Issue #3638, opened 2026-06-26
exposed main prompt for broader use cases


DracheTek:
## Problem

我正在考虑将codewhale tui的使用例拓展至更多目的：文学创作，背景围读等类，为这些目的使用软件工程所用的提示词是不合用的。在修改AGENTS.md的基础上可能还需要修改personality乃至constiute的一部分。

## Proposed solution

将hard load的文本文件改为指向config目录的同样文本文件的链接。考虑两种做法：不留hard load释放二进制大小或保留hard load作为删去了/未配置config时的fallback

## Use case

见上

## Alternatives considered

目前的主要workaround是直接修改AGENTS.md 但是缺乏某种意义上的可扩展性和自由度。

## Impact

本人经常在网页版deepseek进行上述创作目的的调用，但是网页版如今缺乏最强思考/工具调用/多轮思考等增强手段，质量一般。

Hmbown:
Implemented by #3696 (`674c8768`): CodeWhale now supports an explicit config-directory base prompt override at `~/.codewhale/prompts/constitution.md` / `$CODEWHALE_HOME/prompts/constitution.md`, gated by `CODEWHALE_ALLOW_BASE_PROMPT_OVERRIDE=1` so a stray file cannot silently replace the bundled Constitution. Missing or empty files still fall back to the shipped prompt.

Thanks @DracheTek for the broader-use-case request around writing/review workflows, and thank you @findshan for the careful implementation and docs. One caveat: we are still working toward a more first-class customizable prompt/config story, so this escape hatch may be renamed, moved, or replaced later; for now it gives advanced users a deliberate opt-in path without removing the runtime-owned safety layers.

PR #3696, opened 2026-06-27
feat(prompts): allow overriding the base prompt from the config dir (#3638)

findshan:
## What

Closes the core of #3638: let a user repurpose the TUI for non-software use cases (long-form writing, document review, etc.) by **swapping the base/constitutional system prompt from a config-directory file**, without editing in-tree files or building a custom embedder.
◇ ◇ ◇ ◇ ◇ ◇ ◇
_HOW TO COMPLETE THIS TASK_:
Pull out each line of the listing that holds the string "findshan".

_RESPONSE TO THIS TASK_:
Thanks @DracheTek for the broader-use-case request around writing/review workflows, and thank you @findshan for the careful implementation and docs. One caveat: we are still working toward a more first-class customizable prompt/config story, so this escape hatch may be renamed, moved, or replaced later; for now it gives advanced users a deliberate opt-in path without removing the runtime-owned safety layers.
findshan:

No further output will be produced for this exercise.